The lucky patients who could pay the bills were given private rooms near the front of the main building. All the wards had verandas, which The Globe writer of 1890 declares, offered “a splendid view of the bay.” Only dangerous patients had “dreary lives,” the story says; the rest enjoyed lovely walks among flower gardens, a library and reading room, and the delight of winter dances.
But Dr. Reaume's research describes a far different place. Wealthy patients undeniably received the best care, from cushions on their chairs to roast chickens delivered by family. The less fortunate, like Alice G, lived in the dark, spare dorms with barred windows in the back of the wards, or packed into the so-called “cottages” – large brick buildings set off by themselves.
In the 19th century, 1,200 people were crammed into the asylum; at times, some slept on sofas in the hallways. And splendid views or not, the verandas were used regularly to sequester problem patients, or when there were no other beds available.
“It was supposed to be a retreat from a troubled world,” Dr. Reaume says. “But instead you went from one troubled world to another.”

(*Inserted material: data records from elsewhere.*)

PR #197, opened 2023-10-13
Integration test framework - initial approach

arturoespinoza15:
Summary
We want to create a test framework for codemods, we want to verify that the behavior of a test application don't change after code transfrmation

What changed:
- Dockerfile to create codemodder base image was added with the required dependencies to run the tool
- Dockerfile to create the different test project images was added
- Dockerfile used to create a container to run the test application was added
- `CodemodIntegrationTestMixin` utility class created to manage the containers and tests creation
- `TestApplicationRequestUtil` utility class created to perform request to the tests endpoints
- Integration tests added for `verbose-request-mapping` and `move-switch-default-last` codemods


core-codemods/src/test/java/io/codemodder/codemods/integration/util/CodemodIntegrationTestMixin.java
```diff
@@ -0,0 +1,67 @@
...
+import static org.assertj.core.api.Assertions.assertThat;
+
+import java.util.Arrays;
+import java.util.stream.Stream;
+import org.junit.jupiter.api.AfterAll;
+import org.junit.jupiter.api.DynamicTest;
+import org.junit.jupiter.api.TestFactory;
+import org.testcontainers.containers.GenericContainer;
+
+public class CodemodIntegrationTestMixin {
```
nahsra, line 13: Need JavaDoc for all `public` types and methods. Are we sure this couldn't be an `interface`? If it was, we could have a test the implemented multiple mixins.

core-codemods/src/test/java/io/codemodder/codemods/integration/util/CodemodIntegrationTestMixin.java
```diff
@@ -0,0 +1,67 @@
...
+                        doRequest(transformedContainerEndpointURL, httpVerb);
+
+                    assertThat(originalCodeResponse).isEqualTo(expectedResponse);
+                    assertThat(transformedCodeResponse).isEqualTo(expectedResponse);
+                  });
+            });
+  }
+
+  @AfterAll
+  public static void tearDown() {
```
nahsra, line 63: This doesn't need to be `public` with JUnit 5

core-codemods/src/test/java/io/codemodder/codemods/integration/util/DockerContainerFactory.java
```diff
@@ -0,0 +1,25 @@
+package io.codemodder.codemods.integration.util;
+
+import java.nio.file.Path;
+import org.testcontainers.containers.GenericContainer;
+import org.testcontainers.images.builder.ImageFromDockerfile;
+
+public class DockerContainerFactory {
```
nahsra, line 7: JavaDoc for everything public in this type

core-codemods/src/test/java/io/codemodder/codemods/integration/util/TestApplicationRequestUtil.java
```diff
@@ -0,0 +1,47 @@
+package io.codemodder.codemods.integration.util;
+
+import java.io.BufferedReader;
+import java.io.IOException;
+import java.io.InputStreamReader;
+import java.net.HttpURLConnection;
+import java.net.URL;
+
```
nahsra, line 8: Why don't we call this type `Requests`? The `ThingUtil` pattern has fallen out of favor.

core-codemods/src/test/java/io/codemodder/codemods/integration/util/TestApplicationRequestUtil.java
```diff
@@ -0,0 +1,47 @@
...
+      StringBuffer response = new StringBuffer();
+
+      while ((inputLine = in.readLine()) != null) {
+        response.append(inputLine);
+      }
+      in.close();
+
+      // print result
+      return response.toString();
+    } else {
```
nahsra, line 43: This seems like exceptional behavior, so we should throw an `IOException` or something?

core-codemods/src/test/java/io/codemodder/codemods/integration/util/TestApplicationRequestUtil.java
```diff
@@ -0,0 +1,47 @@
...
+    };
+  }
+
+  private static String sendRequest(final String url, final String httpVerb) throws IOException {
+    URL obj = new URL(url);
+    HttpURLConnection con = (HttpURLConnection) obj.openConnection();
+    con.setRequestMethod(httpVerb);
+    int responseCode = con.getResponseCode();
+    if (responseCode == HttpURLConnection.HTTP_OK) { // success
+      BufferedReader in = new BufferedReader(new InputStreamReader(con.getInputStream()));
```
nahsra, line 32: I think there's some `IOUtils#toString(InputStream)` method we can do to save some some code here.

core-codemods/src/test/java/io/codemodder/codemods/integration/util/TestPropertiesMetadata.java
```diff
@@ -0,0 +1,20 @@
+package io.codemodder.codemods.integration.util;
+
+import java.lang.annotation.ElementType;
+import java.lang.annotation.Retention;
+import java.lang.annotation.RetentionPolicy;
+import java.lang.annotation.Target;
+
+@Retention(RetentionPolicy.RUNTIME)
+@Target(ElementType.TYPE)
+public @interface TestPropertiesMetadata {
```
nahsra, line 10: This type needs JavaDoc

I think we should consider renaming this to `IntegrationTestMetadata` to be consistent with our normal unit test type.

core-codemods/src/test/resources/test-applications/move-switch-default-last/build.gradle.kts
```diff
@@ -0,0 +1,26 @@
+import org.springframework.boot.gradle.tasks.bundling.BootJar
+
+plugins {
+    java
+    id("org.springframework.boot") version "3.1.4"
+}
+
```
nahsra, line 7: Do we need to version this specifically, or can we get versions from parent or something? Would that cause any issues?

Also, I think we should adjust the `group` here, `ai.pixee.integration`?

core-codemods/src/test/resources/test-applications/move-switch-default-last/gradlew
```diff
@@ -0,0 +1,248 @@
+#!/bin/sh
```
nahsra, line 1: Why do we need our own Gradle here?

nahsra (changes requested):
Looks good! Just a few things. Hoping @ryandens can weigh in on some of the Gradle stuff.

core-codemods/src/test/java/io/codemodder/codemods/integration/util/CodemodIntegrationTestMixin.java
arturoespinoza15: I have spent some time trying figure out  the best way to manage the containers lifecycle in a interface, I am having the following problems:
- I can't instantiate the containers globally since the `codemoId` used in the container creation is available once the annotation parameters are extracted inside the default method.
- Since the @TestFactory annotated method must return a stream of Dynamic test, there is no space to stop the containers just after the tests execution. I have tried to collect the generated tests, execute them and then stop the containers just before return the stream of tests but it fails.
- @Testcontainers and @Container can manage automatically the container lifecycle but I can't declare the containers globally to be annotated and then instantiate them inside the default method in the interface

I will work with the other feedback and I will give it another try later

core-codemods/src/test/java/io/codemodder/codemods/integration/util/TestApplicationRequestUtil.java
arturoespinoza15: renamed

core-codemods/src/test/java/io/codemodder/codemods/integration/util/TestApplicationRequestUtil.java
arturoespinoza15: yes, I am throwing the exception with the status code in the message

core-codemods/src/test/resources/test-applications/move-switch-default-last/gradlew
arturoespinoza15: my bad, we are not using the wrappers to execute comands

core-codemods/src/test/resources/test-applications/move-switch-default-last/build.gradle.kts
arturoespinoza15: yes we can have a common `build.gradle` and all the test projects can take dependencies from there, if we want to enforce a spring boot version in the parent we will have take care of the dependencies used on each project to prevent incompatibility problems

core-codemods/src/test/java/io/codemodder/codemods/integration/util/TestApplicationRequests.java
```diff
@@ -0,0 +1,43 @@
+package io.codemodder.codemods.integration.util;
+
+import java.io.IOException;
+import java.io.InputStream;
+import java.net.HttpURLConnection;
+import java.net.URL;
+import org.testcontainers.shaded.org.apache.commons.io.IOUtils;
+
```
nahsra, line 8: If this is meant to be just static methods let's add a no-args private constructor that throws an exception to prevent instantiation

core-codemods/src/test/resources/test-applications/move-switch-default-last/build.gradle.kts
nahsra: Do the versions matter? If we're versioning on the test image (or creating it from scratch every time) then it doesn't really matter.

arturoespinoza15: oh wait, you were referring to the project version(version = "0.0.1-SNAPSHOT") right? I was misunderstanding I though you were talking about the dependencies versions, yes in this case the version property is not required

arturoespinoza15: deleting them

core-codemods/src/test/java/io/codemodder/codemods/integration/util/CodemodIntegrationTestMixin.java
arturoespinoza15: @nahsra I have tried again and now the Mixing class is an interface, I have checked that the containers are properly stopped which was a problem in my first try

nahsra (approved):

Rather than the idyllic strolls described in The Globe story, Dr. Reaume says patients were allowed on the grounds perhaps once or twice a week in “walking parties,” which typically amounted to marching as a group in the same circular path around the garden, over and over again. In one letter home, a female patient complained to her parents that the walks were “very tiresome.” But patients were lucky to get letters home at all; much of the correspondence written inside the institution was confiscated, stashed in clinical files to document patient conditions. Sometimes, letters were simply ripped up for the patients' “own good” – especially women, who with their “weaker constitutions” might be made distraught by the contents of their own writing.
Male residents were allowed to work on the grounds – they built the brick wall that kept the public out – and some patients were given passes to wander the property, although these privileges could be removed for bad behaviour.
But for women like Alice G, treatment – “moral therapy,” it was called – amounted almost exclusively to scrubbing floors or running clothes through labour-intensive washing machines. In her file, she is praised for turning up for work each day and for keeping herself clean. One concern: “She has a very greedy appetite, and will eat much if given it.”
“She is a very peculiar patient,” one report reads, about a decade after she was admitted. “Talks and smiles away to herself.” Even 30 years after her committal, her file suggests she still believed she was in the asylum “by mistake.”
She would never leave: At 83, her life spent in hopeless madness, Alice G stopped going to the laundry room. In the sole surviving picture, she gazes wide-eyed beyond the camera, her cheeks sunken, her lips pursed, as if pressing back a quiet sorrow.
She died in the spring of 1938, of heart failure, without record of a single visitor or any treatment to cure her.
As the medical file officially records, she weighed 81 pounds.